The Breakthrough Institute

On the intoxication of recovery

Many factors have converged to put me in a good mood. Today is the second day of the first annual Breakthrough Summer Fellows program, and in the two large rooms next door to me are 14 of the country's best and brightest undergraduates and recent grads. Expect great things from them this summer, on this blog and in the world.

The other factor is my recovery from a bad cold last week. I am now fully recovered. This morning I swam laps, and all of the various things annoying me (read: Lieberman-Warner) rolled off me with the water.

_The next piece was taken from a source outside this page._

PR #4572, opened 2019-10-05
Report errors in beforeAll and afterAll with Jasmine

mgrybyk:
## Proposed changes

print and report errors in `beforeAll` and `afterAll` hooks.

This got me reaching for Nietzsche, which will surprise anyone who thinks of him as a grumpy philosopher. In his most upbeat work, appropriately titled The Gay Science, sometimes translated as the Joyous Philosophy (the word for science in German is broader than our word, and connotes wisdom and even philosophy), he reflects on what a good mood recovery puts us into. He uses this to offer his characteristic observation that we and the world are in a constant state of change and becoming. As much as it confuses and troubles us, health flows from sickness, power from powerlessness, justice from injustice, and good from bad. A reason, perhaps, for us to be optimistic about the post-Bush era? Or a warning?

'Gay Science': this signifies the saturnalia of a mind that has patiently resisted a terrible, long pressure -- patiently, severely, coldly, without yielding, but also without hope -- and is now all of a sudden attacked by hope, by hope for health, by the intoxication of recovery. Is it any wonder that in the process much that is unreasonable and foolish comes to light, much wanton tenderness, lavished even on problems that have a prickly hide, not made to be fondled and lured? This entire book is really nothing but an amusement after long privation and powerlessness, the jubilation of returning strength, of a reawakened faith in a tomorrow and a day after tomorrow, of a sudden sense and anticipation of a future, of impending adventures, of reopened seas, of goals that are permitted and believed in again.